> [What is being asked] Show each line of the data below that has the string "opened" in it.

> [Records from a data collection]
━━━━━━

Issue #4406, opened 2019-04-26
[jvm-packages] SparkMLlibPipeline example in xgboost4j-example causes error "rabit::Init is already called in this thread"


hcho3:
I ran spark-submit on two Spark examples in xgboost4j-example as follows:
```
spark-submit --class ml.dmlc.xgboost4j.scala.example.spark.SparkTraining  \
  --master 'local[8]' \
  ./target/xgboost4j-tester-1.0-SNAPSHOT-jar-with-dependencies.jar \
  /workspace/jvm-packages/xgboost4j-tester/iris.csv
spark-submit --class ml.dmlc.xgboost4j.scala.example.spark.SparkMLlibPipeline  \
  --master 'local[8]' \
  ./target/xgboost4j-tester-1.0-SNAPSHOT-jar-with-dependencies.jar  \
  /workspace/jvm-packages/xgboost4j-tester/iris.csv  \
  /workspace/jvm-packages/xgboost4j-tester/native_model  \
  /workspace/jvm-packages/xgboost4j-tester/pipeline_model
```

━━━━━━

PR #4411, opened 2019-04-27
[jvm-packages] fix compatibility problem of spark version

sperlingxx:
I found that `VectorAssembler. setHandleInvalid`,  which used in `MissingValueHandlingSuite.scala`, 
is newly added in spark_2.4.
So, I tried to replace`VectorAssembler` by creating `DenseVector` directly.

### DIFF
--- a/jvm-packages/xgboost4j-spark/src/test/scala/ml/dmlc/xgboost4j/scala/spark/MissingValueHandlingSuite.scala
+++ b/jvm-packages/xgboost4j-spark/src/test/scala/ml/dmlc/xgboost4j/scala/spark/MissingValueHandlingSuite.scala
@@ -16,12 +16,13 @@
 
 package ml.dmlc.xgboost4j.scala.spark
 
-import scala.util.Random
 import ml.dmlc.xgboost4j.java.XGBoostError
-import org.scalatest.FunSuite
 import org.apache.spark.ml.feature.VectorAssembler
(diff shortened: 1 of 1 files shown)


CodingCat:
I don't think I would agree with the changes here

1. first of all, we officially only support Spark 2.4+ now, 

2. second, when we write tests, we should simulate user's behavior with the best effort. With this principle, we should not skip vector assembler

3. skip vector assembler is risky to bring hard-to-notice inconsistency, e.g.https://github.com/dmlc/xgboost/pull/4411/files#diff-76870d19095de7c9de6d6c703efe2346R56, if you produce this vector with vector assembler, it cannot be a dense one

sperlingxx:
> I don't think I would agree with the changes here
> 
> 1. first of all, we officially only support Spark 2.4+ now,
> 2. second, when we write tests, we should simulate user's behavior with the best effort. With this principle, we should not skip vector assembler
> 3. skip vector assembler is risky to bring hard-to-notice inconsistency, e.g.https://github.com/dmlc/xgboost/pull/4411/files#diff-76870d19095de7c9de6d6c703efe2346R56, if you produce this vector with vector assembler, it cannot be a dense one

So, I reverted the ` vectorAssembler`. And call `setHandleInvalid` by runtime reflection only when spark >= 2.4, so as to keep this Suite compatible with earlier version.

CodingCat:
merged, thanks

━━━━━━

> [The completed task]
Issue #4406, opened 2019-04-26
PR #4411, opened 2019-04-27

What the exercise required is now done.